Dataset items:
════
PR #699, opened 2017-07-12
doc: libvirtd: use group write bits on /var/lib/libvirt/images

bjornfor:
The current example chowns the images directory to "myuser:libvirtd" and
then uses the ability of the _user_ to write to the image directory. I
think it's better to have the directory owned by "root:libvirtd" and
rely on on the _group_ to be able to write to the images directory. That
way, more than one user is allowed to manage the deployment.

Moreover, perhaps NixOS can configure these permission bits by itself
and this manual step can be removed in the future.


bjornfor:
Thanks!

PR #702, opened 2017-07-14
libvirtd: create "persistent" instead of "transient" domains

bjornfor:
This ensures that nixops deployments/VMs survive a reboot(!).

Persistent domains/VMs are created by "virsh define domain.xml" whereas
transient domains are created (and started) with "virsh create domain.xml".

See
https://wiki.libvirt.org/page/VM_lifecycle#Transient_guest_domains_vs_Persistent_guest_domains

### DIFF
--- a/nixops/backends/libvirtd.py
+++ b/nixops/backends/libvirtd.py
@@ -106,6 +106,11 @@ class LibvirtdState(MachineState):
             # TODO: use libvirtd.extraConfig to make the image accessible for your user
             os.chmod(self.disk_path, 0666)
             self.vm_id = self._vm_id()
+            dom_file = self.depl.tempdir + "/{0}-domain.xml".format(self.name)
+            nixops.util.write_file(dom_file, self.domain_xml)
+            # By using "virsh define" we ensure that the domain is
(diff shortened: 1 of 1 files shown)


Nadrieril:
:+1: for the general idea. However, I believe that `self.depl.tempdir` is meant to be a temporary directory (such as `/tmp/...`) which therefore may not survive a reboot.
To make images properly persistent you would need a persistent directory to store image definition files too.

bjornfor:
@Nadrieril: ```virsh define /tmp/domain.xml``` copies the xml file to ```/var/lib/libvirt/qemu/domain.xml```. So it does survive a reboot. I tested it. Modifications to the nixops deployment work too. (I was afraid for a moment that it'd create a _new_ deployment everytime I make a change and run ```nixops deploy -d example-libvirtd``` (and reboot my host in between), but it doesn't.)

Nadrieril:
Oh, great :)

domenkozar:
This looks good to me - it's consistent with the rest of the backend.

bjornfor:
@domenkozar: Thanks!

Issue #261, opened 2015-01-31
Cannot (re)deploy old deployment (missing "backing file")


bjornfor:
I created a nixops deployment some time ago (~2 months). Now I cannot start/deploy it anymore, because of what looks like garbage collection having removed the "backing file":

```
$ nixops deploy -d trivial
machine> error: Failed to create domain from /tmp/nixops-tmpBdXUKd/machine-domain.xml
machine> error: Cannot access backing file '/nix/store/nmg8c0b84b5mx1f24l9vqkj2fz9rmpyg-libvirtd-ssh-image/disk.qcow2' of storage file '/home/bfo/nixops-libvirt-images/nixops-60d1a626-8635-11e4-bbc6-00012e496794-machine.img' (as uid:0, gid:0): No such file or directory
machine> 
error: command ‘['virsh', '-c', 'qemu:///system', 'create', '/tmp/nixops-tmpBdXUKd/machine-domain.xml']’ failed on machine ‘machine’ (exit code 1)
```

How to rebuild the missing "backing file"? Shouldn't nixops do this automatically?

I looked at the available options for the "deploy" command, in case there was some option to rebuild the "backing file" or something. I tested "nixops deploy -d trivial --repair" (and --allow-recreate), but that didn't fix it.

"nixops start -d trivial" prints the same message (missing backing file).

I'm running nixops-1.3pre1362_2a616f8.

domenkozar:
So here's whats' going on:

- libvirt backend creates `base_image` with `nix-build` and points output link to `/tmp/`
- `"qemu-img", "create", "-f", "qcow2", "-b",  base_image + "/disk.qcow2", self.disk_path` is invoked

### current behaviour

Once you reboot, GC root is gone and base image can be garbage collected. Once you deploy again, `disk.qcow2` can't find it's base image anymore.

### proposed solution

We should really build a basic qemu image for each release and always use just that. If it's GC-ed, substitute it again. No need to build an image each time, best to just deploy to the image (same as VB does).

johan-boule:
Will the proposed solution also work with unstable channels ?
In the meantime, before a solution is found, we can transform the image into standalone one by copying all backing data into the final image file itself, with :
`qemu-img rebase -b '' /home/bfo/nixops-libvirt-images/nixops-60d1a626-8635-11e4-bbc6-00012e496794-machine.img`
After this command, the image file is self-contained and no longer linked to any backing file anymore.

Nadrieril:
[...]

PR #706, opened 2017-07-21
libvirt: stop using disk backing file

bjornfor:
Use "qemu-img rebase ..." to get rid of the backing file reference when
creating a VM. The result is a self-contained VM image in
/var/lib/libvirt/images/. This fixes nixops libvirt deployments from
breaking after the nix garbage collector removes the backing file.

Pros and cons about using disk backing file (as currently implemented):

Pros:
* Disk storage savings for the initial deployment, iff deploying 1+ VMs.

Cons:
* After a period of guest (VM) system updates and GC cycles, no (user)
  data from the backing file is needed anymore. Every bit of useful disk
  data is stored in the "overlay" image. So long term it is even worse
  for disk usage to have a backing file.
* Today, nothing prevents the backing file from being garbage collected.
  When that happens, the VMs stop working (incomplete disk).

And a data point. The nixops "virtualbox" backend uses a "clonehd"
command, which is similar to what this patch does.

Alternative fixes:
* Prevent the backing file from ever being garbage collected. That has a
  (longterm) negative effect on disk usage, as argued above.
* Have nixops prevent GC'ing the base image and also "rebase" images on
  top of updated backing files, presumably on every "deploy" command.
  That's more complicated (and expensive, according to "man qemu-img")
  but can potentially save significant amount of disk space, for large
  deployments.

Observations:
The libvirt base image is built in two steps, in two different
derivations. The 2nd derivation uses the disk image from the 1st
derivation as backing file. I kept this functionality as it saves
copying the whole disk image around. The "qemu-img rebase" operation at
VM creation is not expensive, AFAICT. I didn't notice any difference in
deployment speed (as a human without a stopwatch).

Fixes https://github.com/NixOS/nixops/issues/261

### DIFF
--- a/nixops/backends/libvirtd.py
+++ b/nixops/backends/libvirtd.py
@@ -4,6 +4,7 @@ from distutils import spawn
 import os
 import copy
 import random
+import shutil
 import string
 import subprocess
 import time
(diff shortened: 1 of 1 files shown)


bjornfor:
Keep in mind what the baseline is: a libvirtd deployment is currently broken by nix garbage collection. Which means (IMHO) that the libvirtd backend is broken. Can there be _any_ libvirtd backend users at this point? In addition to this (blocker), not long ago (and still in the latest nixops release) is the fact that libvirtd deployments don't even survive a (host) reboot.

I'm not in a rush, so please take time to review. I just felt like getting that information out :-)

bjornfor:
Thanks!

Issue #538, opened 2016-11-01
Uploading to S3 buckets


chris-martin:
#173 discusses creating S3 buckets.

Can nixops also upload things into the buckets?

cessationoftime:
@edolstra I plan to try to build a solution for uploading to S3 buckets, but I am wondering if it is more appropriate to build it as part of the existing [S3BucketState](https://github.com/NixOS/nixops/blob/master/nixops/resources/s3_bucket.py#L34) class, or as a separate resource/class (S3BucketFile) that depends on an existing bucket (whether the bucket is NixOps managed or not).  I think the latter, but I'm not yet familiar enough with how NixOps works to be certain.

edolstra:
I'm not sure. On the one hand, fine-grained resources are nice because they can be managed (created/deleted/...) separately. On the other hand, there could be a lot of files which would potentially clutter up the UI.

cessationoftime:
I've made progress on this and I can upload files to S3 buckets. However I want to upload the output of a custom derivation.

So I have code like:
```
let
  mypkgs = import ./my-pkgs { };

  ec2Machine =
    { config, pkgs, resources, ... }:
    { deployment.targetEnv = "ec2";
...
...
    };

in
{
  ...
  ...
  resources.s3BucketUploads.frontend-upload =
    { inherit region accessKeyId;
      description = "web frontend";
      bucketName = "deploy.haste.us";
      source = "${mypkgs.frontend}/bin";
      #source = "/home/cessationoftime/workspace/frontend/dist/bin";
      bucketDestination = "frontendFolder";
    };

    web1 = ec2Machine;
}
```
When I use a source directory value of "/home/cessationoftime/workspace/frontend/dist/bin" the upload works fine, but if I use "${mypkgs.frontend}/bin" then the directory cannot be found.  I need a way to trigger the build for ${mypkgs.frontend} before performing the upload and I'm not sure how best to go about that.   I see the [build_configs function](https://github.com/NixOS/nixops/blob/7fc0377cbd7331cad8dcfb83c3adf97f724279c1/nixops/deployment.py#L572), do I need to create a similar function in my resource or is there another way to trigger the build for ${mypkgs.frontend}?

domenkozar:
I'll fix that shortly.

cessationoftime:
[...]

PR #719, opened 2017-08-19
Build machines before creating resources

domenkozar:
For a couple of reasons:

- machine nixos module could have nixos assertions that depend on resources
  and before this change it didn't trigger before resources were created
  and machine was brought up (and had attached resources like security
  groups for ec2), thus failing due to some misconfiguration

- provisioning resources might depend on built closures of machines

- such separation of concerns falls more into Nix eval/build/deploy model (full build before provisioning resources)

- if building machines failed for any reason, resources were already
  provisioned, leaving the deployed in somewhat broken state

There is one drawback I noticed:

- Remote building on the deployed machine is not supported anymore,
  but I don't think it ever could've worked since there's a chicken and
  egg problem when it comes to provisioning

Unblocks https://github.com/NixOS/nixops/issues/538

cc @AmineChikhaoui

### DIFF
--- a/nixops/deployment.py
+++ b/nixops/deployment.py
@@ -885,79 +885,77 @@ class Deployment(object):
 
         self.logger.update_log_prefixes()
 
+        # Build the machine configurations.
+        bc = self.build_configs(dry_run=dry_run, repair=repair, include=include, exclude=exclude)
+
+        if build_only or dry_run:
+            return
+
+        # Record configs_path in the state so that the ‘info’ command
+        # can show whether machines have an outdated configuration.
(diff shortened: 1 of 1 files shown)


domenkozar:
What I'm mostly worried about here is that I missed a good reason for not doing this. I hope @edolstra and @rbvermaa can enlighten me if so :)

edolstra:
The reason is that building a machine can depend on the result of creating the resource. For example, you can refer to `${deployment.ec2.instanceId}` in a machine spec. This PR would make such specs fail to evaluate.

PR #728, opened 2017-09-20
Add domainType option to libvirt backend.

kquick:
The libvirt backend is currently hard-coded to use the kvm domain.  This is an efficient domain and good as the default, but not always available.

In my case I needed to run nixops to create a libvirt VM while running NixOS in a VMWare Fusion VM.  This patch allows:

    { example = { config, pkgs, ... }:
      { deployment.targetEnv = "libvirtd";
        deployment.libvirtd.domainType = "qemu";
       };
    }


domenkozar:
Thanks!

Issue #504, opened 2016-09-07
Python 3 Support


aneeshusa:
Does NixOps support Python 3? I couldn't tell from `setup.py` or the issues, but it looks like it's Python 2 only right now. (I'm waiting for #502 so I can try nixops out.)

I think this would be nice to go along with https://github.com/NixOS/nixpkgs/issues/18185.

domenkozar:
It doesn't support it yet.

aske:
I can try migrating NixOps to python3 (looks like we'll need to use boto3 library; need to check libraries used for non-AWS backends before that, though).

aske:
I'll make the PR to explicitly set python 2 version so we can move further with moving to python3 by default a bit later.

Alright, the rough roadmap right now looks like this:

1. [ ] Migrate to boto3
2. [ ] Upgrade/move to other libs for non-AWS backends
3. [ ] Migrate tests to nose2 (or py.test?)
4. [ ] Do the actual 2->3 migration

aske:
Also, cc @edolstra @rbvermaa I guess, in case they have any comments.

domenkozar:
@aske the plan sounds good. I'd keep nose2 for having a small scope for this somewhat big task.

domenkozar:
Boto3 migration guide: http://boto3.readthedocs.io/en/latest/guide/migration.html

aske:
I hope I'll be able to start working on migrating to boto3 this or next weekend (was a bit swamped with work).

bachp:
I don't think nixops needs to support python2 along side python3. I assume it is mostly installed vis nixpkgs which already has python3 and it can easily be switched there.

Please correct me if I'm wrong.

edolstra:
Yeah, I don't think there's any reason to keep supporting Python 2.

teto:
Any news on the python3 front ? is there a PR one can follow/help with ?

domenkozar:
First we need to migrate to boto3 as per checklist from @aske.

aske:
Hm, hackathon at NixCon looks like the perfect opportunity to finally start working on this.

domenkozar:
Small boto3 progress: https://github.com/NixOS/nixops/pull/749

davidak:
[The clock](https://pythonclock.org/) is ticking...

takeda:
[...]

PR #732, opened 2017-09-25
[RDY] Use libvirt bindings instead of parsing output

teto:
A bit of a WIP. 
When I try deploying my example, I get 
```
libvirt: Network Driver error : Network not found: no network with matching name 'default'
error: Network not found: no network with matching name 'default'
```
but my example.nix is very thin.

### DIFF
--- a/nixops/backends/libvirtd.py
+++ b/nixops/backends/libvirtd.py
@@ -14,6 +14,11 @@ from nixops.backends import MachineDefinition, MachineState
 import nixops.known_hosts
 import nixops.util
 
+# https://www.redhat.com/archives/libvirt-users/2017-August/msg00011.html
+# def libvirt_callback(userdata, err):
+#     pass
+
+# libvirt.registerErrorHandler(f=libvirt_callback, ctx=None)
 
 class LibvirtdDefinition(MachineDefinition):
     """Definition of a trivial machine."""
@@ -59,11 +64,27 @@ class LibvirtdState(MachineState):
     def __init__(self, depl, name, id):
         MachineState.__init__(self, depl, name, id)
 
-        self.conn = libvirt.open(None)
-        if self.conn == None:
+        self.conn = libvirt.open('qemu:///system')
+        if self.conn is None:
             self.log('Failed to open connection to the hypervisor')
             sys.exit(1)
-        self.dom = self.conn.lookupByName(self.vm_id)
+        # print("VM id=", self._vm_id())
+        # self.dom = self.conn.lookupByName(self._vm_id())
+        self._dom = None
+        # try:
+        #     self.dom = self.conn.lookupByName(self._vm_id())
+        # except Exception as e:
+        #     self.log("Warning: %s" % e)
+
+    @property
+    def dom(self):
+
+        if self._dom is None:
+            try:
+                self._dom = self.conn.lookupByName(self._vm_id())
+            except Exception as e:
+                self.log("Warning: %s" % e)
+        return self._dom
 
     def get_ssh_private_key_file(self):
         return self._ssh_private_key_file or self.write_ssh_private_key(self.client_private_key)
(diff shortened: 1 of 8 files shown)


teto:
the 'default' network in libvirtd is visible only by root. How nixops can use the network in such conditions ? Is it supposed to ? Genuine question, due to bugs, I never reached the functional stage with libvirtd and nixops :(

teto:
I've been trying to install the changes with an overlay aka `nix-env -iA nixops-local ` but it fails when building the wheel:
```
/tmp/nix-build-nixops-1.6.2.drv-0/nixops/dist /tmp/nix-build-nixops-1.6.2.drv-0/nixops
nixops-_version_-py2-none-any.whl is not a valid wheel filename
```
It seems like the       `version='@version@',` is not substituted in my case. Is there anything special to do ?

Here is my overlay
```
   nixops-local = super.nixopsUnstable.overrideAttrs( oldAttrs: rec {

     # version = "2017-09-24";
     version = "1.6.2";
     name = "nixops-${version}";
     src = super.lib.cleanSource ~/nixops;
   });
```

teto:
So release.nix generates a tarball that is used in the derivation. It seems not straightforward to use the overlay so I stayed with ./dev-shell and succeeded making the branch define and run the vm. I will do some more testing as I need some specific libvirt tools (like possibly running my own kernel/initramfs)

teto:
This is getting better (aka work better).
I would like to convert some parts for python 3. Is there any work in progress for python ? or is it ok as long as it remains python2 compatible ?

bjornfor:
About python 3 support: https://github.com/NixOS/nixops/issues/504

teto:
I've removed unrelated changes and cleaned the code so it would be cool to have some other feedback. I've been using this without problems.

nixops/backends/libvirtd.py
```diff
@@ -181,22 +202,19 @@ def iface(n):
...
-            ip_with_subnet = lines.split()[i + 2]
-            return ip_with_subnet.split('/')[0]
+        """
+        return ip
+        """
+        # alternative is VIR_DOMAIN_INTERFACE_ADDRESSES_SRC_LEASE
+        ifaces = self.dom.interfaceAddresses(libvirt.VIR_DOMAIN_INTERFACE_ADDRESSES_SRC_LEASE, 0)
+        if (ifaces == None):
+            self.log("Failed to get domain interfaces")
+            sys.exit(0)
```
bjornfor: Shouldn't this be exit(1) or something? Also, the current code doesn't call exit() at all. I think adding a comment (in the commit message) about why adding a process exit point in this function is a good thing. (I.e. is it a bug in the current code that it does _not_ call exit?)

teto: that's an oversight from my side, I wanted to put it back to "None" as in the original code and forgot it.

nixops/backends/libvirtd.py
```diff
@@ -222,18 +243,19 @@ def start(self):
             self.private_ipv4 = self._parse_ip()
         else:
             self.log("starting...")
-            self._logged_exec(["virsh", "-c", "qemu:///system", "start", self.vm_id])
+            self.dom.create()
```
bjornfor: Oh, not "start"? Weird API.

bjornfor:
I don't have rights to merge, but this looks good to me. (But see comments.)

bjornfor:
Please squash commits.

teto:
I think the squashing can be done on the github side ? if not I can do it ofc

nixops/backends/libvirtd.py
teto: yes it's weird https://www.redhat.com/archives/libvir-list/2010-June/msg00140.html

domenkozar:
@teto is this ready for review?

teto:
@domenkozar it's ready, it depends on https://github.com/NixOS/nixpkgs/pull/30950#issuecomment-342510936 though.

teto:
since I,ve rebased on master I can't destroy domains anymore. That's weird, I might try against a virtualbox to see if it's nixops or this Pr problem

teto:
seems unrelated in fact, if a deploiyment is not deployed yet, apparently I should use delete instead of destroy. I haven't changed the provider behavior so this must be a generic nixops heavior, unrelated to the libvirt provider.

teto:
I added a commit to check some returned values.

teto:
Anything I can do to help with merge ? I've some other libvirt improvements in queue :)

bjornfor:
It seems the fixup commit hasn't been squashed yet.

teto:
I mistakenly deleted the remote branch so I am forced to open a new PR https://github.com/NixOS/nixops/pull/783 which is this one rebased & squashed.

PR #389, opened 2018-09-26
Bugfix image shrink

### LINKED ISSUE #387: Email verification token link has 1 '/' too many because of the settings.BASELINK has an extra /
# Bug report

## Expected Behavior
Go to profile to verify email, get a mail, click on the link to verify, no 404 error and everything works
## Actual Behavior
404 error when trying to verify email

Go to profile to verify email, get a mail, click on the link to verify, 404 error

Mail:
image

Archifer:
## Description
Fixed the bug from hiding an picture again that would leave to much white space (removed the unneeded css from this since it uses a transition now)

## Summary of changes
- Fixes #386


src/django/VLE/utils/email_handling.py
```diff
@@ -10,7 +10,7 @@ def send_email_verification_link(user):
     token_generator = PasswordResetTokenGenerator()
     token = token_generator.make_token(user)
 
-    recovery_link = '%s/EmailVerification/%s' % (settings.BASELINK, token)
+    recovery_link = '%sEmailVerification/%s' % (settings.BASELINK, token)
```
Larspolo: This is not yet the full implementation I hoped. I would like for it to check whether there is a / at the end of baselink, and if not add a /. Also there is the same problem in passwordrecovery, lti_grade_passback and lti_launch that isnt fixed, and possible others as well, but not sure

engelhamer: Then the issue should be elaborated as well.

Larspolo: Realized it only after I made the issue, improved it now

PR #393, opened 2018-09-26
FAB's, better input and no more confusing points

### LINKED ISSUE #272: Shortcut for entry creation on mobile devices
# Feature request

## Description
On mobile devices the timeline is always collapsed and needs to be opened by clicking a button before a user has acces to the add node. In order to make adding an entry easier and quicker we should add a shortcut.

## User story
As a student I want to be able to add a new entry to a journal with just one click on a mobile device.

## User interface
We will have to add floating add button (like in material design) to the bottom right of the screen on mobile devices. Toasts should be shifted up accordingly.

### LINKED ISSUE #327: Merge parallel point goals
# Feature request

## Description
There currently exist two types of point limitations for assignments. One called 'points_possible' (stored in the Assignment, gathered through LTI) and another called 'max_points' (stored in the Format and used for computing progress). These two should be merged, ideally by getting rid of max_points and only using points_possible.

### LINKED ISSUE #343: Redesign of the add node and save buttons in the assignment edit page
# Feature request

## Description
Redesign of the add node and save buttons in the assignment edit page

## User story
As a teacher you want to add a node by pressing a button in the timeline, not at the bottom in the main-content part

## User interface
image
underneath this image, add an add node that adds a new node

image
Change this save format button to a FAB that only appears when there are changes to be saved

### LINKED ISSUE #345: Redesign of the "stackable templates" feature
# Feature request

## Description
Redesign of the "stackable templates" feature. The current implementation is unclear.

## User story
 Currently to enable a student to submit multiple versions of a template, as teacher you have to put the templated on "enabled" status.

Suggested improvement:
Add another node to the timeline where you can select the "stackable templates"

## User interface
Screenshot or description of user interface changes
image
These "enabled" buttons are unclear

### LINKED ISSUE #350: Automatically scrolls down on large entries
# Bug report

## Expected Behavior
To not scroll down when viewing an entry

## Actual Behavior
Scrolls down when viewing an entry (caused by the autofocus on the rich text editor)

1. go to an entry that is larger then your screen

### LINKED ISSUE #397: Due date not used for deadline(due date) note.
# Bug report

## Expected Behavior
default deadline should default to the given due date if unset. set on the same date between unlock and lock date

## Actual Behavior
default deadline outside assignment period

create assignment through lti

engelhamer:
## Description
Added FAB's for saving a format and adding a new entry to a journal, replaced the peach color with a more vibrant yellow and fixed some issues regarding input fields.

home

formatedit

journal

## Summary of changes
- Renamed 'edag' to timeline
- Fixed #272 
- Fixed #327 
- Fixed #343 
- Fixed #350 
- Fixed #397


src/django/test/test_get_apis.py
```diff
@@ -331,7 +331,7 @@ def test_get_comments(self):
     #     """Test get assignment by lti id function."""
     #     course = factory.make_course('Portfolio', 'PAV', author=self.rein)
     #     template = factory.make_entry_template('template')
-    #     format = factory.make_format([template], 10)
+    #     format = factory.make_format([template])
     #     factory.make_assignment('Colloq', 'description1', format=format, courses=[course], lti_id='12xy')
     #
     #     login = test.logging_in(self, self.rein_user, self.rein_pass)
```
Larspolo: Can this test be removed or implemented again?

engelhamer: What test? I have only updated the make format call since it now doesn't require this second argument.

engelhamer:
Input inconsistencies have been fixed, but I do not understand what is wrong with the rich text editor.

src/django/test/test_get_apis.py
Larspolo: True, but I only now see this test being commented out, maybe you can uncomment it, see if it works?

engelhamer: Ah, I didn't even notice that this part was disabled 😅

Larspolo:
The save button in now a little inconsistent with the other pages like CourseEdit (kinda understandable) and UserRoleConfiguration (would be nice if this was the same)

engelhamer:
In what sense? FAB's never contain text.

src/django/test/test_get_apis.py
libre-man: But why is are they disabled? Are they not useful in any way?

Archifer:
The FAB save button on the format editing might be a bit confusing for an user (for me and Okke atleast, since just the icon can be a bit confusing  about what functionality it has when you are not familiar with the environment) that it is the save button for the format. Maybe change the icon for the word 'save' (or add the word). I am not extremely sure what would be a nice way to repressent it, but for now I feel it would be confusing for users.

src/vue/src/components/journal/JournalStartCard.vue
```diff
@@ -1,11 +1,11 @@
...
     <b-card class="no-hover" :class="$root.getBorderClass($route.params.cID)">
         <h2>{{ assignment.name }}</h2>
         <div v-html="assignment.description"/>
-        <h6 v-if="assignment.unlock_date">Unlock date</h6>
-        <p v-if="assignment.unlock_date">{{ $root.beautifyDate(assignment.unlock_date) }}</p>
-        <b v-if="student && assignment.due_date && new Date(assignment.due_date) < new Date()">The deadline for this assignment has passed.</b>
-        <b v-if="assignment.unlock_date && new Date(assignment.unlock_date) > new Date()">This assignment is locked and will be made available later.</b>
+        <h2 class="field-heading" v-if="assignment.unlock_date">Unlock date</h2>
+        <span v-if="assignment.unlock_date">{{ $root.beautifyDate(assignment.unlock_date) }}</span>
+        <h2 class="field-heading" v-if="assignment.unlock_date && new Date(assignment.unlock_date) > new Date()">This assignment is locked and will be made available later.</h2>
```
mjvkeulen: Lock date is not private, as such displaying it here would be more intuitive

PR #394, opened 2018-09-27
Feature/auto filter

### LINKED ISSUE #351: Automatically filter on group as TA
# Feature request

## Description
If a TA is linked to a group, auto filter on that group.

## User story
Go to an assignment as TA to view only your students.

JowehL:
## Description
Changed permission needed to see the groups of a course.
Implemented group auto filter functionality on the assignment page. 
Journals are also filtered on students only(Should this later be more than only students?)

## Summary of changes
- Fixes #351


src/vue/src/views/Assignment.vue
```diff
@@ -226,6 +237,11 @@ export default {
                 return true
             }
 
+            /* TODO should work on users with no view journal permissions. */
+            function studentFilter (assignment) {
+                return assignment.student.role === 'Student'
```
Airgetfrog: This should filter on the role having `can_have_journal`, due to custom roles possibly having journals.

src/django/VLE/views/participation.py
```diff
@@ -49,6 +49,35 @@ def list(self, request):
         users = UserSerializer(course.users, context={'course': course}, many=True).data
         return response.success({'participants': users})
 
+    def retrieve(self, request, pk=None):
```
Airgetfrog: I don't know much about RESTful api, but shouldn't retrieve be a getter for a specific participation, or does that not matter?

Larspolo: Agreed, however these calls are more about the participation iso the participant. Thats why we just use the UserSerializer iso a PerticipationSerializer. It however is a nice find and should be changed to a ParticipationSerializer. @JowehL will you do that in this PR? Is not, create an issue and someone will fix it later on

JowehL: @Larspolo At the moment I have implemented a ParticipationSerializer for only the retrieve. Do you want all the UserSerializers changed to ParticipationSerializers or only the retrieve.

src/django/VLE/serializers.py
```diff
@@ -14,12 +14,13 @@
...
     name = serializers.SerializerMethodField()
     role = serializers.SerializerMethodField()
+    can_have_journal_permission = serializers.SerializerMethodField()
     group = serializers.SerializerMethodField()
 
     class Meta:
         model = User
         fields = ('username', 'first_name', 'last_name', 'name', 'profile_picture', 'is_teacher', 'lti_id', 'id',
-                  'role', 'group')
+                  'role', 'can_have_journal_permission', 'group')
```
Airgetfrog: I feel like this is something that should be done on the frontend? Or at least not in the userserializer. But I suppose it should work and I'm not sure if I'm correct anyway.

src/django/VLE/views/group.py
```diff
@@ -47,9 +47,12 @@ def list(self, request):
 
         role = permissions.get_role(request.user, course)
         if role is None:
-            return response.forbidden('You are not in this course.')
-        if not role.can_view_course_users:
-            return response.forbidden('You are not allowed to view the groups.')
+            return response.forbidden('You are not a participant of this course.')
+        if not (role.can_view_course_users or
```
Airgetfrog: Can't this be simplified in the new permission structure? Not sure.

JowehL: Maarten changed it to this in the develop branch

src/django/VLE/serializers.py
JowehL: I have no idea how to create a good function to check for permissions in the frontend, so this could be a temporary fix in the backend

engelhamer: I don't think this is a good idea. You can simply use the `$hasPermission` function to check this on the front-end.

src/django/VLE/serializers.py
```diff
@@ -31,6 +32,12 @@ def get_role(self, user):
 
         return permissions.get_role(user, self.context['course']).name
 
+    def get_can_have_journal_permission(self, user):
```
engelhamer: The back-end codebase would turn into a total mess if we were to do this for all permissions.

src/django/VLE/serializers.py
Airgetfrog: `$hasPermission` works on the current user, what we need here is a way to check the permission for a specific role.

engelhamer: Isn't it a better idea to check (front-end) if there exists a journal for that user in the set of assignmentJournals then? That way this would not have to be added to the user serializer, which is more desirable since this is a very particular implementation.

src/django/VLE/views/group.py
```diff
@@ -48,7 +48,10 @@ def list(self, request):
         role = permissions.get_role(request.user, course)
         if role is None:
             return response.forbidden('You are not a participant of this course.')
-        if not (role.can_edit_course_user_group or role.can_add_course_user_group or role.can_delete_course_user_group):
+        if not (role.can_view_course_users or
+                role.can_edit_course_user_group or
+                role.can_add_course_user_group or
+                role.can_delete_course_user_group):
             return response.forbidden('You are not allowed to manage the user groups of this course.')
```
mjvkeulen: As the groups become available for users with the role.can_view_course_users, the response should be updated accordingly.

src/vue/src/views/Assignment.vue
```diff
@@ -109,7 +110,7 @@ export default {
     created () {
         // TODO Should be moved to the breadcrumb, ensuring there is no more natural flow left that can get you to this
         // page without manipulating the url manually. If someone does this, simply let the error be thrown (no checks required)
-        if (!this.$hasPermission('can_view_assignment_journals')) {
+        if (!this.$hasPermission('can_view_assignment_journals', 'assignment', String(this.aID))) {
```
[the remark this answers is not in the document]
JowehL: No it will not work when routing with the breadcrumb with two courses with the same assignment as a TA.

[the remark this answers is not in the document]
engelhamer: Please do not refer to roles but rather to permissions @JowehL.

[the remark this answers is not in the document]
engelhamer: Otherwise the source of the problem (if any) doesn't become clear.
════
WORK REQUIRED:
Return every line from the entries that holds the string "option".

THE ANSWER:
I looked at the available options for the "deploy" command, in case there was some option to rebuild the "backing file" or something. I tested "nixops deploy -d trivial --repair" (and --allow-recreate), but that didn't fix it.
Add domainType option to libvirt backend.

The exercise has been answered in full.